The "separate society" argument has been pretty much abrogated by the combination of Article 36, UCMJ, and the SCOTUS opinion in Ortiz. That concept may have had some merit after the Civil War where numerous Army outposts were scattered throughout the Western Frontier, sometimes days away from headquarters, supplies, etc. But in an era of instant digital communications, quick airlift capabilities, it's become a useless appendage of military justice.

Trial Counsel
12/9/2023 14:29:29

Courts (with Congressional encouragement) have embraced finality in the Habeas contest as the overriding principle. This seems in line with how every other habeas petition is a huge uphill battle for procedural reasons, and courts almost never deal with the merits.

Not saying this is right, but I don’t think it is a military justice problem. It is a federal view of habeas problem generally.

Brenner Fissell
12/10/2023 19:15:10

Very accurate

Donald G Rehkopf, Jr.
12/11/2023 12:38:32

Respectfully disagree - it is a "military justice" problem. SCOTUS (and for that matter, CAAF) has held in Schlesinger v. Councilman, 420 U.S. 738 (1975), that Art. 76 is only a prudential consideration, not a jurisdictional bar.
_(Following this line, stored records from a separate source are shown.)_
Issue #822, opened 2017-01-20
Bulk import of device components


dav3860:
I would to nice to be able to import interfaces in devices in CSV format, like VLANs, etc.

jeremystretch:
Could you describe your use case for this? Interfaces can be created in bulk and should typically be inherited at the time of creation from a device's device type.

dav3860:
We have a bunch of devices with dozens of VLAN interfaces. It was a pain to add them to netbox as the VLANs were randomly numbered. Indeed, we haven't included the VLAN interfaces to the corresponding device types as these are virtual interfaces, so we had to add them manually.
I have created a PR referencing #821 to support commas in bulk creation. But it doesn't help to create descriptions in bulk too. 
So, having a way to import interfaces with descriptions would be nice.

killcity:
+1 on this.

mike-19:
Interfaces inherits from their device type however their MAC details needs to be manually added per device it becomes tedious for bulk of machines 

We will need a API to ADD MAC associated with a interface for a host as well UPDATE MAC for an associated host interface whenever NIC  replacement takes place

ankerstal:
We would also need this. We have 2000 servers in a exisiting DC and need a some way to import "current state" including interfaces, their vlans and mac addresses.

Grokzen:
I would second this feature but from a much more simple use-case, simply to add the ability to move all data from one netbox installation to another without modify it. Simply put just to export all the data for all Interfaces and to what VM:s they are connected. Then import it again in a new Netbox instance.

candlerb:
The original counter-argument said:

> Interfaces can be created in bulk and should typically be inherited at the time of creation from a device's device type

However, VMs do not have templates or device types, and don't even get a single interface by default (#1492).  So bulk import of interfaces would be especially useful for VMs.

Ricaz:
This would be _so_ helpful! Adding big core routers with many interfaces of different types and statuses can be a pain manually.

chonty:
BIG +1 for this.  Our use case: several routers terminating hundreds of L2 customer connections as dot1q subinterfaces.  Without the ability to import, I need to manually enter these hundreds of connections with unique interface names and descriptions.  

I can very easily create a CSV from router output which would turn a day+ long job into a 5 minute job.

jeremystretch:
Extending the scope from interfaces to all device components.

candlerb:
Another use case for importing interfaces is for routers with line cards.

[...]

Issue #3564, opened 2019-10-03
Add an interfaces list view


darcynz:
### Environment
* Python version:  
* NetBox version:  

### Proposed Functionality
Add a GUI page for interfaces -> https://netbox/api/dcim/interfaces/. Filtering by site/region and tags would allow easier management of interfaces.

Export template functionality would also add.

### Use Case

Enable holistic management of interfaces. 

We would use this for our Switch port register (currently done in a spreadsheet to keep track of allocated interfaces in the datacenter). 

In general Netbox would be ideal for holistic management of interfaces, making it easy to view them and. It can also be leveraged by adding metadata via tags. Eg monitoring groups.

**Noted** this was raised before  ( https://github.com/netbox-community/netbox/issues/291) but wanted to show the relevance with our use case.

### Database Changes
None that I'm aware off

### External Dependencies
None that I'm aware off

jeremystretch:
I don't think it would make sense to do this for only interfaces and not for the six other types of device components (console ports, power ports, etc.).

wols:
I could export all interface _descriptions_ (before the connection) to fill a device configuration template.

darcynz:
I agree. I can see benefits seeing the the other components holistically eg one use case could be to find devices with only one power port that need another. It would also enable each component type as a source of truth domain, as users able to see the items holistically easily and any mistakes / omissions. Currently this is done via reports.

Perhaps a multi discipline components page could work. The main difficulty would be filtering, I suppose component specific tags could be listed under their own headings. A check box filter could be used to hide/add component types. 

Curious to see community thoughts on this...

darcynz:
We've managed to find a work around to recent post on exporting associated interfaces via device model. Thanks Jeremy!!!  Would still be great to see interfaces via the GUI but helps provide the overview we wanted.

I've adjusted the template to give a report like format and posted below in case any one else stumbles across this.

devicename, deviceid, interfacename,  IP Address(es), description, connected device, connected endpoint, formfactor, mtu, lag, enabled?,  tags
[...]

PR #3711, opened 2019-11-23
822 bulk import of device components

steffann:
### Fixes: #822 

This PR implements bulk import forms for device components. The only thing missing is a decent place to link to/from these import forms. I suggest adding those links after #3564 has been implemented. Those pages would be the perfect place for a link to the import.


lampwins:
This is looking good. I noticed several of your __init__ methods have some duplicated logic. Do you think there is any way we can reduce some of that to make it more DRY?

Also, you have some TODOs for URLs, should we wait to merge this until after that is complete and added here?

steffann:
I have thought about abstracting the logic in the init methods a bit, but although they are similar they are not identical. Creating a helper function/method would make the code more compact but possibly harder to read (although that is very personal). In short: i have a slight preference for leaving it as it is, but don't mind either way.

I think it's ready to merge. One of the merges has to go first, and I don't think the order really matters as long as the URLs are put in place before 2.7 is released.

CAAF has held the same thing in Denedo v. United States, 66 M.J. 114, (CAAF 2008), aff’d 556 U.S. 904 (2009), where CAAF held: “Article 76 provides a prudential constraint on collateral review, not a jurisdictional limitation,” citing Schlesinger.
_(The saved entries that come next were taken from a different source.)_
PR #3719, opened 2019-11-26
Add list view for device components

DanSheps:
### Fixes: #3564 

* Adds list views for: Interfaces, Front Ports, Rear Ports, Console Ports, Console Server Ports, Power Ports, Power Outlets & Device Bays
* Adds new filter
* Adds new section in nav menu for device component list view


DanSheps:
Are we good, as a start, with the generic columns (parent/device, name, type, description, cable)?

Military appellate courts have become "fixated" on "finality," agreed. But in federal court that's rarely litigated unless the Petitioner is pro se, which 90% generally are. The federal rule begins with this premise: "Conventional notions of finality of litigation have no place where life or liberty is at stake and infringement of constitutional rights is alleged." Sanders v. United States, 373 U.S. 1, 8 (1963).

That same year, SCOTUS held: "[C]onventional notions of finality in criminal litigation cannot be permitted to defeat the manifest federal policy that federal constitutional rights of personal liberty shall not be denied without the fullest opportunity for plenary federal judicial review." Fay v. Noia, 372 U.S. 391, 424 (1963), overruled on other grounds, Wainwright v. Sykes, 433 U.S. 72 (1977).

Lastly, the issue of military habeas cases is quite muddled, especially in pro se cases, where habeas relief comes via 29 USC S. 2241, Where a totally different process and rules apply to State and federal prisoners under sections 2254 and 2255, respectively.